PR #70, opened 2024-02-27
CheerpJ JNLP runner page

GabrielaReyna:


src/components/jnlp-page/Hero-JNLP.astro
```diff
@@ -0,0 +1,67 @@
...
+			<div>
+				<h1
+					class="text-white text-4xl md:text-5xl lg:text-6xl xl:text-7xl font-semibold"
+				>
+					Run
+					<span class="font-bold text-primary-500"> Java Web Start</span>
+					<br />apps in the browser
+				</h1>
+				<p class="text-xl mt-8 text-stone-400 leading-6">
+					Unleash the power of CheerpJ now available in a easy-to-use browser
```
alexp-sssup, line 28: CheerpJ `,` now available

src/pages/cheerpj-jnlprunner/index.astro
```diff
@@ -0,0 +1,194 @@
...
+				The <span class="font-bold text-primary-500"> JNLP</span> browser
+				extension
+			</h3>
+			<p class="text-right">
+				Follow our channels to stay up to date with our community
+			</p>
+			<div class="mt-8 flex flex-wrap justify-end gap-4 pt-10">
+				<LinkButton
+					href="https://github.com/leaningtech/cheerpj-jnlprunner"
+					label="Repository"
```
alexp-sssup, line 173: Hmmm.. "Bug reports"? "Open Issues"?

src/components/jnlp-page/Hero-JNLP.astro
```diff
@@ -0,0 +1,67 @@
...
+		<div class="flex items-center col-span-2">
+			<div>
+				<h1
+					class="text-white text-4xl md:text-5xl lg:text-6xl xl:text-7xl font-semibold"
+				>
+					Run
+					<span class="font-bold text-primary-500"> Java Web Start</span>
+					<br />apps in the browser
+				</h1>
+				<p class="text-xl mt-8 text-stone-400 leading-6">
```
bates64, line 25: Can you increase the leading

src/components/jnlp-page/Hero-JNLP.astro
```diff
@@ -0,0 +1,67 @@
...
+					Unleash the power of CheerpJ now available in a easy-to-use browser
+					extension. Run Java Web Start Applications, including Oracle
+					E-Business Suite and Oracle Forms Applications, without a Java Desktop
+					installation.
```
bates64: Maybe have the second sentence in its own paragraph? It's a fairly big block of 3 lines of text at the moment.

That is

```
Unleash the power of CheerpJ, now available in a easy-to-use browser extension!

Run Java Web Start Applications, including Oracle E-Business Suite and
Oracle Forms Applications, without a Java Desktop installation.
```

If it looks OK, we should also consider using non breaking spaces (`&nbsp;`) instead of normal spaces in phrases like "Java Web Start Applications". This will prevent reflowing like

```
Run Java Web Start Applications, including Oracle
E-Business Suite and Oracle Forms
Applications, without a Java
Desktop installation.
```

which is hard to parse imo.

src/components/jnlp-page/Hero-JNLP.astro
```diff
@@ -0,0 +1,67 @@
...
+					<LinkButton
+						href="#ecosystem"
+						label="Add to Chrome"
+						type="primary"
+						iconRight="ri:chrome-fill"
+					/>
+					<LinkButton
+						href="#"
+						label="Add to Edge"
+						type="secondary"
```
bates64, line 40: Having this secondary doesn't make sense to me.

Can we instead make a new component that picks the right LinkButton to use/highlight depending on what the user's browser is? Instead of user agent sniffing (to be deprecated), we can use [User Agent Client Hints](https://developer.chrome.com/docs/privacy-security/user-agent-client-hints) on Chromium derivatives like Chrome and Edge (that is, the API is not supported on Firefox at the moment, but we don't care).

src/components/jnlp-page/Hero-JNLP.astro
```diff
@@ -0,0 +1,67 @@
...
+				</h1>
+				<p class="text-xl mt-8 text-stone-400 leading-6">
+					Unleash the power of CheerpJ now available in a easy-to-use browser
+					extension. Run Java Web Start Applications, including Oracle
+					E-Business Suite and Oracle Forms Applications, without a Java Desktop
+					installation.
+				</p>
+				<div class="mt-8 flex flex-wrap gap-4">
+					<LinkButton
+						href="#ecosystem"
```
bates64, line 32: Let's use the real link

src/components/jnlp-page/Hero-JNLP.astro
```diff
@@ -0,0 +1,67 @@
...
+						href="#"
+						label="Add to Edge"
+						type="secondary"
+						iconRight="ri:edge-fill"
+					/>
+				</div>
+			</div>
+		</div>
+		<div class="flex justify-center">
+			<Image src={JNLPBox} alt="JNLP-Runner logo in a tool box" />
```
bates64, line 47: Is it "JNLP-Runner" or "JNLP Runner"? The Chrome Web Store page uses the latter.
This applies to the page title too.

src/components/jnlp-page/Hero-JNLP.astro
```diff
@@ -0,0 +1,67 @@
...
+
+	<div class="grow"></div>
+
+	<!-- Scroll prompt -->
+	<a
+		href="#features"
+		class="hidden md:inline-block p-6 text-stone-400 hover:text-white transition-colors"
+	>
+		<Icon name="mdi:chevron-down" class="w-8 h-8 animate-bounce" />
+	</a>
```
bates64, line 61: We definitely need to refactor this into component and update this in the other pages. Perhaps the entire header + #after-hero can be converted into a component like

```jsx
<Hero>
    <div
		class="w-full max-w-screen-xl px-4 sm:px-8 py-16 space-y-4 md:grid grid-cols-3"
	>
		{/* ... */}
    </div>
</Hero>
```

src/components/jnlp-page/utilities/ImageSlider.astro
```diff
@@ -0,0 +1,95 @@
+---
+
+---
+
+<script defer src="https://unpkg.com/alpinejs@3.2.3/dist/cdn.min.js"></script>
```
bates64, line 5: Whoa, Alpine.js!? This is going to need some strong justification.

It looks like all of this could be done without a new dependency and with server-side rendering e.g. using Svelte's transitions. Happy to help if needed.

If we do go with it, please `pnpm install alpinejs` and import it instead of using a CDN.

src/lib/products.ts
```diff
@@ -82,6 +83,18 @@ export const products: { [product in Product]: ProductData } = {
 		github: "https://github.com/leaningtech/cheerpx-flash",
 		repositoryName: "cheerpx-flash",
 	},
+	"cheerpj-jnlprunner": {
```
bates64, line 86: TypeScript error here

src/pages/cheerpj-jnlprunner/index.astro
```diff
@@ -0,0 +1,194 @@
...
+					>
+						No Java installations
+					</h3>
+					<p class="text-base font-medium text-body-color">
+						CheerpJ JNLP-Runner is a browser extension that saves you from the
+						need of having a desktop Java installation.
+					</p>
+				</div>
+			</div>
+		</div>
```
bates64: Make this into an actual component suite, e.g. `@/components/card/Card.astro`, `@/components/card/Icon.astro`, `@/components/card/Text.astro` or something.

src/pages/cheerpj-jnlprunner/index.astro
```diff
@@ -0,0 +1,194 @@
...
+>
+	<Hero_JNLP />
+	<div
+		class="px-4 sm:px-8 py-16 space-y-4 mx-4 flex flex-wrap items-center justify-center p-10"
+		id="features"
+	>
+		<div class="px-10 md:w-1/2 lg:w-1/3">
+			<!-- Card -->
+			<div
+				class="mb-9 rounded-xl py-8 px-7 shadow-md transition-all hover:shadow-lg sm:p-9 lg:px-6 xl:px-9"
```
bates64, line 29: I don't like having a hover effect when clicking it doesn't do anything, it's weird UX.

Additionally I don't like having a shadow when the background colour of this is the same as the page background. Perhaps try a border or a differently-coloured background?

src/pages/cheerpj-jnlprunner/index.astro
```diff
@@ -0,0 +1,194 @@
...
+import layersIcon from "../../components/jnlp-page/assets/layers.png";
+import rocketIcon from "../../components/jnlp-page/assets/rocket.png";
+import screenshots from "../../components/jnlp-page/assets/screenshots.png";
+---
+
+<Shell
+	title="CheerpJ JNLP-Runner"
+	description="The browser extension for JNLP applications"
+>
+	<Hero_JNLP />
```
bates64, line 21: Underscore is horrible

src/pages/cheerpj-jnlprunner/index.astro
```diff
@@ -0,0 +1,194 @@
...
+				class="mb-9 rounded-xl py-8 px-7 shadow-md transition-all hover:shadow-lg sm:p-9 lg:px-6 xl:px-9"
+			>
+				<!-- Icon -->
+				<div class="mx-auto mb-7 inline-block">
+					<Image src={sparkleIcon} width="53" height="61" alt="sparkle icon" />
+				</div>
+				<!-- Text -->
+				<div>
+					<h3
+						class="mb-4 text-xl font-bold text-white sm:text-2xl lg:text-xl xl:text-2xl"
```
bates64, line 38: Perhaps using a slightly darker colour would be nice, the white text is a bit harsh imo

src/pages/cheerpj-jnlprunner/index.astro
```diff
@@ -0,0 +1,194 @@
...
+					iconRight="mdi:github"
+				/>
+				<LinkButton
+					href={DISCORD_URL}
+					label="Join the community"
+					type="discord"
+					iconRight="ic:baseline-discord"
+				/>
+			</div>
+		</div>
```
bates64, line 184: Expanding on what Alessandro said, the whole copy here needs rethinking I think

src/pages/cheerpj-jnlprunner/index.astro
```diff
@@ -0,0 +1,194 @@
...
+		<div></div>
+		<div class="flex justify-center items-center">
+			<Image class="scale-75" src={screenshots} alt="screenshots" />
```
bates64, line 187: It'd be really nice to incorporate screenshots of the extension into the hero. I think how I did it with my side project Mamar is a nice way of doing it: see https://mamar.nanaian.town/

src/lib/products.ts
```diff
@@ -82,6 +83,18 @@ export const products: { [product in Product]: ProductData } = {
...
+		id: "cheerpj-jnlprunner",
+		name: "CheerpJ JNLP Runner",
+		href: "/cheerpj-jnlprunner",
+		logotype: jnlprunnerLogotype,
+		favicon: "/cheerpj/favicon.png",
```
bates64, line 91: This favicon doesn't seem to be working, possibly? In any case we should definitely be using the JNLP runner's icon instead of the standard CheerpJ one!

src/lib/products.ts
```diff
@@ -82,6 +83,18 @@ export const products: { [product in Product]: ProductData } = {
 		github: "https://github.com/leaningtech/cheerpx-flash",
 		repositoryName: "cheerpx-flash",
 	},
+	"cheerpj-jnlprunner": {
+		id: "cheerpj-jnlprunner",
+		name: "CheerpJ JNLP Runner",
+		href: "/cheerpj-jnlprunner",
```
bates64, line 89: I prefer `/cheerpj-jnlp-runner`

bates64 (changes requested):
This was a really pleasant surprise, I wasn't expecting a unique page design. It's a great start.

We should think about doing something like this for the homepages of other products in the near future too as long as we can keep the docs easy to access/navigate.

src/lib/products.ts
GabrielaReyna: Since I want to have an "extensions" section on the main page, we probably need to remove the jnlp-runner from product.ts. Should we have an extension.ts file instead?

GabrielaReyna: I have added the extensions on the product.ts, added the option "type", I think would be an idea to also move the "other tools" to product.ts, what do you think?

src/pages/cheerpj-jnlprunner/index.astro
GabrielaReyna: Added :)

src/pages/cheerpj-jnlprunner/index.astro
GabrielaReyna: I came with an idea, please let me know your thoughts :)

src/components/jnlp-page/Hero-JNLP.astro
GabrielaReyna: I tried implementing this and I found it tricky since window.navigator is not accessible from Astro,  only using <script> plus I need to find a way to successfully share variables from one side to the other. I am sure there is a way but I need to dig more.
I did a workaround for now and made another type of button that looks good too. I still want to implement this idea though.

src/lib/products.ts
bates64: Agree with moving "other tools" to products.ts. Possible issue is that the site will then expect docs content for them though.

src/components/jnlp-page/Hero-JNLP.astro
bates64: Ah yeah this is a bit tricky. Perhaps we make this a svelte component and `client:idle` it. We'll need to solve the function colouring issue of Svelte not being able to use Astro components though...

bates64:
The "Latest news" section of the homepage has no padding on max width after the recent changes.

bates64:
image

I think an issue with this is that nowhere above the fold does it say "CheerpJ JNLP Runner".

bates64:
image

Not a huge fan of the dashed border, or the white background

src/components/jnlp-page/Hero-JNLP.astro
bates64: OK, let's call this out-of-scope for this PR for complexity reasons. The current solution is passable. How about we make an Asana task out of this and tackle it later?

src/components/jnlp-page/Hero-JNLP.astro
```diff
@@ -0,0 +1,70 @@
...
+	<div class="p-16 w-full relative overflow-x-hidden"></div>
+
+	<div class="grow"></div>
+
+	<!-- Scroll prompt -->
+	<a
+		href="#features"
+		class="hidden md:inline-block p-6 text-stone-400 hover:text-white transition-colors"
+	>
+		<Icon name="mdi:chevron-down" class="w-8 h-8 animate-bounce" />
```
bates64, line 66: This should be `absolute bottom-0` or something I think. Right now the scroll prompt appears below the fold, which means you'll see it _after you've already started scrolling_ which defeats the whole point!

src/pages/cheerpj-jnlprunner/index.astro
```diff
@@ -0,0 +1,194 @@
...
+import networkIcon from "../../components/jnlp-page/assets/network.png";
+import lockIcon from "../../components/jnlp-page/assets/lock.png";
+import billIcon from "../../components/jnlp-page/assets/bill.png";
+import layersIcon from "../../components/jnlp-page/assets/layers.png";
+import rocketIcon from "../../components/jnlp-page/assets/rocket.png";
+import screenshots from "../../components/jnlp-page/assets/screenshots.png";
+---
+
+<Shell
+	title="CheerpJ JNLP-Runner"
```
bates64, line 18:
```suggestion
	title="CheerpJ JNLP Runner"
```

src/pages/cheerpj-jnlprunner/index.astro
```diff
@@ -0,0 +1,194 @@
...
+	description="The browser extension for JNLP applications"
```
bates64, line 19: Could be better

bates64 (changes requested):

src/pages/cheerpj-jnlprunner/index.astro
```diff
@@ -0,0 +1,194 @@
...
+				</div>
+				<div>
+					<h3
+						class="mb-4 text-xl font-bold text-stone-100 sm:text-2xl lg:text-xl xl:text-2xl"
+					>
+						Cost-effective
+					</h3>
+					<p class="text-base font-medium text-body-color">
+						The JNLP-Runner extensions is available for a very affordable price.
+						It is an incredible option for both companies and individual users.
```
bates64, line 107: What price!?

-=-=-

## What is needed
Each line of the entries above that has the word "including" is to be copied.

## Answer section
+					extension. Run Java Web Start Applications, including Oracle
Run Java Web Start Applications, including Oracle E-Business Suite and
Run Java Web Start Applications, including Oracle
+					extension. Run Java Web Start Applications, including Oracle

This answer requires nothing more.